Wendi Paster, Gottfried’s chief of staff, said, “Dick thinks that the Pier 40 Partnership has a very good proposal that the Trust should be able to take a good look at and explore as an alternative to the two other proposals that are less than ideal for Pier 40. The Partnership plan takes into consideration many more factors that the community is interested in. The Hudson River Park Act would not prohibit the forming of a conservancy — but it does prohibit the forming of a 49-year lease, which is a problem.” Gottfried co-authored the 1998 act that created the park.

Marty Algaze, Connor’s chief of staff, said, “It’s kind of scary to think that thousands and thousands of people would be coming into the South Village just to go to Pier 40 [if the Related plan is built]. We have been really excited to work with the Pier 40 Partnership. We hope that, at the end of the month, the Trust board rejects both the CampGroup and Related. CampGroup, no one has believed from Day One that they could create financially what they were proposing. Related would require opening the act — people are sensitive to that. I truly believe that if the Trust tries to force Related down the community’s throat, there would be lawsuits,” Algaze said.

However, Duane said he couldn’t vote yes to the Working Group’s position paper at this point.

“Generally, I’m supportive of the Working Group’s recommendations, but I had some concerns that prevented me from signing it,” he said. “I’m not supporting Related, it’s too big, it’s out of character. I lived through Chelsea Piers having a 49-year lease. I don’t want to open up the park act to give Related a 49-year lease — and I don’t want to open up the park act to get the garbage uses stuck on Gansevoort Peninsula,” he said. He was referring to the mayor’s solid-waste management plan, or SWAMP, which would require an amendment to the park act to put a marine waste transfer station on Gansevoort.

“I am supportive of the Partnership, in concept,” Duane said. “I hope they will be successful, but I have concerns about the potential need for public financing, the bonds. First of all, we don’t know if they will get bonds, and if they don’t get bonds, it would fall on government to pay the shortfall to make sure that the pier is shored up. The stakes are very high here. I have spoken with Diana Taylor,” Duane continued. “I told her I opposed opening up the park act to allow a 49-year lease. If you’ve opened it up — it’s Albany, you know what could happen,” he said, warning that the Gansevoort marine transfer station could also be slipped in at that time.

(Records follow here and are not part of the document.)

PR #1446, opened 2018-11-28
saner punctuation for parenthesized full sentences

das-g:
When a full (and without the parenthesized part already complete) sentence is followed by a parenthesized full complete sentence, then end the former with a period before the parenthesis and end the latter with a period within the parenthesis (before the closing brace). Also, start
the parenthesized sentence with a capital letter.

Same for stand-alone parenthesized sentences.

PR #1465, opened 2019-01-17
[en] mention possibly translated dir name for "Desktop" at first occurrence

das-g:
Changes in this pull request:

- Mention the possibility of the "Desktop" subfolder of Linux user home folder to be localized when that folder _first_ occurs in a command (in the command line intro chapter)
  - (For that, introduce separate expandable sections for Linux and OS X)
  - Give an example of a translated name. (I've chosen the German "Schreibtisch".)
- Adapt the existing remark at a later occurrence (in the python intro chapter) accordingly

This should ...
- ... help people following the English original of the tutorial despite having localized folder names. (E.g. because no (complete) translation of the tutorial is available for that language.)
- ... remind translators that they should mention how these folders are named on Linux accounts in the respective language.

### DIFF
--- a/en/intro_to_command_line/README.md
+++ b/en/intro_to_command_line/README.md
@@ -202,11 +202,12 @@ data-collapse=true ces-->
 $ cd Desktop
 ```
 
-(The directory name "Desktop" might be translated
+Note that
+the directory name "Desktop" might be translated
 to the language of your Linux account.
 If that's the case, you'll need to replace `Desktop`
 with the translated name,
-for example `Schreibtisch` for German.)
+for example `Schreibtisch` for German.
 
 <!--endsec-->
 
--- a/en/intro_to_command_line/README.md
+++ b/en/intro_to_command_line/README.md
@@ -185,7 +185,7 @@ Music
 
 Now, let's go to our Desktop directory:
 
-<!--sec data-title="Change directory: OS X" data-id="python_OSX" data-collapse=true ces-->
+<!--sec data-title="Change current directory: OS X" data-id="OSX_move_to" data-collapse=true ces-->
 
 {% filename %}command-line{% endfilename %}
 ```
@@ -193,7 +193,7 @@ $ cd Desktop
 ```
 <!--endsec-->
 
-<!--sec data-title="Change directory: Linux" data-id="python_linux" data-collapse=true ces-->
+<!--sec data-title="Change current directory: Linux" data-id="Linux_move_to" data-collapse=true ces-->
 
 {% filename %}command-line{% endfilename %}
 ```
--- a/en/intro_to_command_line/README.md
+++ b/en/intro_to_command_line/README.md
@@ -205,7 +205,8 @@ $ cd Desktop
 (The directory name "Desktop" might be translated
 to the language of your Linux account.
 If that's the case, you'll need to replace `Desktop`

Borough President Scott Stringer is not a member of the Pier 40 Working Group, since he appoints three members of the Trust’s 13-member board of directors. Asked his position on Pier 40, Stringer said on Tuesday, “I’m looking for the right plan or the combination of ideas that will support the park in a way that does not overwhelm the community.” Asked if he opposed the Related plan or supported the P40P plan, Stringer said he was still “working with community-based organizations and the Trust” and declined to comment further.

Through a spokesperson, Quinn issued a statement that didn’t back or criticize any of the ideas for Pier 40, which is located in her Council district: “As the process moves forward, it is my goal that we will secure the long-term future of Pier 40 as a recreational, mixed-use facility. In addition to revenue requirements, I hope H.R.P.T. factors the community’s input into their final decision.”